Near real-time analytics has become a common requirement for many data teams as the technology has caught up to the demand. One of the hardest aspects of enabling near-realtime analytics is making sure the source data is ingested and deduplicated often enough to be useful to analysts while writing the data in a format that is usable by your analytics query engine. This is usually the domain of many tools since there are three different aspects of the problem: streaming ingestion of data, deduplication using an ETL process, and interactive analytics. With Spark, this can be done with one tool.
This talk with walk you through how to use Spark Streaming to ingest change-log data, use Spark batch jobs to perform major and minor compaction, and query the results with Spark.SQL. At the end of this talk you will know what is required to setup near-realtime analytics at your organization, the common gotchas including file formats and distributed file systems, and how to handle data the unique data integrity issues that arise from near-realtime analytics.
Brandon is a principal data engineer at Eventbrite. He began using Spark in 2014 to help law enforcement find and recover victims of human trafficking. Lately he's been been dedicated to building Eventbrite's data infrastructure around Apache Spark and related tools.

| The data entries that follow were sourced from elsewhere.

PR #1671, opened 2015-11-08
User Auth plugin trigger

josegonzalez:
I came up with a proof of concept for limiting commands to a given user. I'm not convinced this is the absolute best way, but I do think that it's the most flexible approach given how dokku is structured.

### DIFF
--- a/dokku
+++ b/dokku
@@ -51,7 +51,7 @@ fi
 
 if [[ $(id -un) != "dokku" && $1 != plugin:*install* && $1 != "plugin:update" ]]; then
   sudo -u dokku -E -H $0 "$@"
-  exit
+  exit $?
 fi
 
 if [[ -n "$SSH_ORIGINAL_COMMAND" ]]; then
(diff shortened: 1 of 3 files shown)


josegonzalez:
@michaelshobbs thoughts on this?

dokku
```diff
@@ -50,8 +50,9 @@ fi
 ! has_tty && DOKKU_QUIET_OUTPUT=1
 
 if [[ $(id -un) != "dokku" && $1 != plugin:*install* && $1 != "plugin:update" ]]; then
+  export SSH_USER=$(id -un)
   sudo -u dokku -E -H $0 "$@"
-  exit
+  exit $?
```
michaelshobbs: is this change to `exit` pertinent to this change? (just curious)

michaelshobbs:
seems fine for a first pass

dokku
josegonzalez: Nope, just wanted to change it while i was there.

michaelshobbs: :+1:

PR #196, opened 2015-11-03
Update opensfm

paulinus:
This updates ODM to use a recent version of OpenSfM, which improves the way radial distortion is handled and permits to match only the k-nearest images.

Install is modified to use Ubuntu's OpenCV. It is not giving problems in my tests using clean ubuntu 14.04 boxes. It also adds OpenGV which OpenSfM now depends on.


dakotabenjamin:
1. I had to do a clean install of Ubuntu or it failed. This should be noted
2. Do we know if problems occur with other versions of OpenCV being installed elsewhere (e.g. 3.0)
3. @smathermather and I discussed making OpenSfM the default over bundler, with the possibility of removing bundler completely. How do you feel about that?

dakotabenjamin:
The large datasets are processing completely. I'm pretty happy with this.

paulinus:
@dakotabenjamin for 1 and 2 i think we need a better way of installing things than a single shell script. For 3, no problem making it the default. Let's try it for a while to see how it compares with bundler in different datasets.

Issue #204, opened 2015-11-12
T/F parameters always set to True


dakotabenjamin:
run the following: 

```
vagrant@vagrant-ubuntu-trusty-64:/vagrant_data/odm_data/seneca$ /odm/run.py --resize-to 1600 -e cmvs --use-opensfm Fals
e --odm_georeferencing-useGcp False

  - configuration:
{'start_with': 'resize', 'end_with': 'cmvs', 'force_focal': None, 'odm_texturing_textureWithSize': 3600, 'matcher_thresh
old': 2.0, 'cmvs_maxImages': 500, 'zip_results': False, 'odm_orthophoto_resolution': 20.0, 'pmvs_threshold': 0.7, 'match
er_preselect': False, 'resize_to': 1600, 'matcher_k': 8, 'odm_meshing_solverDivide': 9, 'min_num_features': 4000, 'use_o
pensfm': True, 'pmvs_wsize': 7, 'odm_texturing_textureResolution': 4096, 'matcher_ratio': 0.6, 'odm_meshing_samplesPerNo
de': 1, 'odm_meshing_maxVertexCount': 100000, 'pmvs_level': 1, 'run_only': None, 'odm_meshing_octreeDepth': 9, 'pmvs_csi
ze': 2, 'matcher_kDistance': 20, 'odm_georeferencing_useGcp': True, 'odm_georeferencing_gcpFile': 'gcp_list.txt', 'match
er_useKnn': True, 'pmvs_minImageNum': 3, 'force_ccd': None}
```

No matter what input, the boolean parameters always set to True when called.

lupus78:
Seams like there is already the correct solution in the code:

--zip-results works as if added, means True, otherwise False. I think this should be applied for --use-opensfm and --odm_georeferencing-useGcp

```
parser.add_argument('--zip-results',
                    action='store_true',
                    default=False,
                    help='compress the results using gunzip')

parser.add_argument('--use-opensfm',
                    type=bool,
                    default=False,
                    help='use OpenSfM instead of Bundler to find the camera positions '
                         '(replaces getKeypoints, match and bundler steps)')
```

lupus78:
I have just made a pull request with a possible solution. #205 

Looks like argparse don't support the --parameter True/False format. What you can do is make a "--use-xyz" and "--dont-use-xyz" parameters.

I did this for the --use-opensfm and --use-bundler parameters. They are linked, only 1 can specified at a time and opensfm is the default.

[...]

PR #205, opened 2015-11-13
Argument parser and ccd_def_check fixes

lupus78:
Shows a nice list of Configuration parameters, something like it was in the Perl version.

Adds new argument: "--job-dir-name <string>". You can specify the output folder name and not use the default "reconstruction-with-image-size-[resize-to]".
One limitation however, it only works with ASCII characters.

Tweaked the ccd_defs_check python port to work with the pre-hook commit.

Fixes the Boolean parameters as discussed in https://github.com/OpenDroneMap/OpenDroneMap/issues/204  I'll add more detail in the issue.


lupus78:
Added 2 more commits. First solves the matcher preselect arguments as we discussed in #204 . The second fixes the start/end-with and run-only arguments.

PR #206, opened 2015-11-15
Python port

GeospatialDaryl:


smathermather:
Excited for this work, as is @dakotabenjamin.

PR #216, opened 2015-11-30
use GDAL Coordinate System format specification, replace cs2cs with gdaltransform

lupus78:
Keeps the old format "WGS84 UTM 17N" also working, but prefers the GDAL strandard CS definitions
Replaces cs2cs with gdaltransform.

### DIFF
--- a/run.py
+++ b/run.py
@@ -10,7 +10,6 @@ import subprocess
 import shutil
 import shlex
 # import collections  # Never used
-import fractions
 import argparse
 import errno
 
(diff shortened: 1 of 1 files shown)


dakotabenjamin:
So anything from [here](http://www.gdal.org/classOGRSpatialReference.html#aec3c6a49533fe457ddc763d699ff8796) will work?

lupus78:
Yes. I would suggest to use EPSG:n codes, those are the most simple form.

dakotabenjamin:
I tested it with merkato/boruszyn_kap after changing the first line to EPSG:2180 and it worked. 
I created a gcp file for odm_data_bellus and odm_data_rvnir, both in state plane Ohio North (ft) (EPSG:3734). 

It doesn't look like the code supports altitude in feet though. Do you think that if the coordinate system is in feet in the gcp_list.txt, then the altitude should also be in feet then converted in the code, or should the gcp_list.txt standard require meters? I'm leaning towards the former.

lupus78:
Sure, the altitude has to be in the same unit as the X and Y coordinates.

dakotabenjamin:
Oh ok I see that gdaltransform handles z-coords. Perfect.

PR #219, opened 2015-12-09
Increase default min number of features to extract

dakotabenjamin:
At 4000, there were some issues that compounded into stitching problems while texturing. I tested at 8000 and 6000, and found better results.


smathermather:
:+1:

Issue #18, opened 2014-12-24
Add digital surface model output


smathermather:
Current outputs from ODM include point cloud, mesh, textured mesh, georeferenced textured mesh, and orthophoto. It'd be just dandy if the mesh could also be output as a digital surface model, as a simple raster.

lupus78:
Is there any update on this? I am keen to get an elevation raster out of ODM.

smathermather:
Sadly, no progress yet on this. But, with the python port, you'll get georeferenced point clouds from which you can create a surface model in other software.

lupus78:
Which software can do that and how?

smathermather:
QGIS & GRASS are two good candidates. I'd start with QGIS (https://qgis.org).

lupus78:
Yep, with the `option-0000_georef.ply` I had to make a CSV, with the X,Y shifted by the offsets, and I could import in into QGIS with GRASS plugin `r.in.xyz` command.

I'm thinking to add this to run.py to make that CSV.

However there is also an other format LIDAR (las) outputed by run.py, but I had no success using that yet in QGIS.

smathermather:
@lupus78, adding this CSV output would be very welcome.

KommandorKeen:
Cloud Compare with the Cloth Simulation Filter does a great job (with tweeking) of separating the ground from above ground features, then you can use the raster generation tool to create the DSM, or DEM as required.  All part of an opensource toolchain.

yjmenezes:
@KommandorKeen 

Ground point classification is a challenge. I will try Cloth Simulation, thx.
take a look: PKtools is licensed by GPL v3.
http://pktools.nongnu.org/html/md_apps.html#available_tools

KommandorKeen:
Thanks

Installed pktools on ubuntu and the QGIS plugin

Cannot seem to get the raster dataset from LAS(Z) to give any values.

Have tried with both LIDAR las and Drone photogrammetry las files.

 

Otherwise the Raster tools ad functionality to QGIS which was sorely missing.

 

Thanks,

 

Simon

yjmenezes:
@KommandorKeen 

you can run PKtools from Command line.
Check your QGIS menu Processing pktools patch. My Pktools folder is: /usr/bin

I am testing PKtools with my drone dataset.
I have a second dataset with contours compiled, by hand,  with a photogrammetric workstation.
[...]

PR #222, opened 2015-12-12
XYZ point cloud output

lupus78:
This is the CSV output I was talking about in #18 

It is done in the `odm_georeferencing` step, the output file name is `pointcloud_georef.csv`

This GRASS wiki explains how to convert it to DEM.
https://grasswiki.osgeo.org/wiki/LIDAR#Import_ASCII_text_into_a_raster_DEM

### DIFF
--- a/run.py
+++ b/run.py
@@ -12,7 +12,7 @@ import shlex
 # import collections  # Never used
 import argparse
 import errno
-
+import csv
 import knnMatch_exif
 
 # the defs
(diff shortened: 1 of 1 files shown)


dakotabenjamin:
One way we could approach this is to specify and output type ( like `--output` or `-o csv`) so the user is not getting redundant information and to save space. The results folder can get rather huge now.

lupus78:
I'm thinking we should move the DEM into a new task `odm_terrain` (or similar name), and make that and option of that `--odm_terrain-type laz/csv`
This way one can completly skip the DEM generation if it is not needed.

dakotabenjamin:
This has been added to `edgarriba-cmake`, which will be merged soon!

Beck is a data engineer focused on building scalable data pipelines and infrastructure leveraging Apache Spark. With over 4 years of engineering experience at Eventbrite, she works towards making data more accessible and reliable for analysts, data scientists, engineers and decision makers. She is responsible for deploying machine learning models and exporting predictions to the product. Beck delivers performant, optimized solutions around varied types of data problems within Eventbrite.